Despite a nuanced understanding of mostly mammalian retinas, and an emerging point of comparison in zebrafish, we still know essentially nothing about circuit functions of most non-mammalian eyes. And yet, many of these animals far surpass the visual abilities of mammals by any measure of the term. For example, species of diurnal raptors such as eagles or falcons have the highest spatial and temporal resolution of any vertebrate. This allows them to stabilise flight at velocities that would put a cheetah to shame, or to spot near imperceptible detail on the ground from 100s of meters up in the air. They combine these abilities with a sense of colour vision that long surpasses our own.

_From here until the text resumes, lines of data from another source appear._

PR #6305, opened 2015-11-26
Fixes #6252 - Guild description is too narrow on guild page

### LINKED ISSUE #6252: Guild description is too narrow on guild page
When looking at a guild page with a long description the site forces you to scroll very far down, even if you have a screen that has plenty of space too allow it to be wider.

image

It would be nice if this had a variable width, so it would just use the space that is available. For example like this: 
image

markhowson:
Attempted to fix #6252 by creating a new popover class.

### DIFF
--- a/website/public/css/alerts.styl
+++ b/website/public/css/alerts.styl
@@ -16,6 +16,9 @@
 .wide-popover
   max-width: 400px
 
+.fill-popover
+  max-width: max-content
+
 // Small alerts
 alert-sm-mixin()
   padding-top: 8px
--- a/website/public/css/alerts.styl
+++ b/website/public/css/alerts.styl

However, we only have to go as far as our own backyard to encounter key circuit-level differences to those of mammalian retinas. For example, even the retina of the flightless domesticated chicken is nearly twice as thick as that of mice, comprising an order of magnitude more neurons per equivalent area. What do all these ‘extra’ neurons do, and how are their circuits linked to those of mammals? Here, where birds provide a key point of comparison regarding complexity, other lineages offer the possibility to understand how and when in evolutionary time diverse circuits emerged. For example, of the well-studied motifs in mice, which are also present in sharks, the earliest extant lineage of jawed vertebrates? Or how can circuits for colour vision – probably the oldest of all retinal circuit motifs – be linked across species, perhaps predating the emergence of vertebrates themselves?

To address these types of broad and open-ended questions requires a research programme willing to take substantial long-term risks. However, the pay-off may be equally substantial. Technology enabling large-scale recordings from neuronal populations are rapidly coming in reach for species beyond the traditional few that grant straightforward genetic access, while sweeping developments in molecular and anatomical techniques are starting to enable truly comprehensive surveys on the make-up of neuronal circuits. Therefore, now is the time to seriously invest in a broad approach – both in terms of species, and in technology – that will in time allow us to bring modern systems neuroscience into the wild. And what better model system to use when allowing these possibilities to flourish than the vertebrate retina?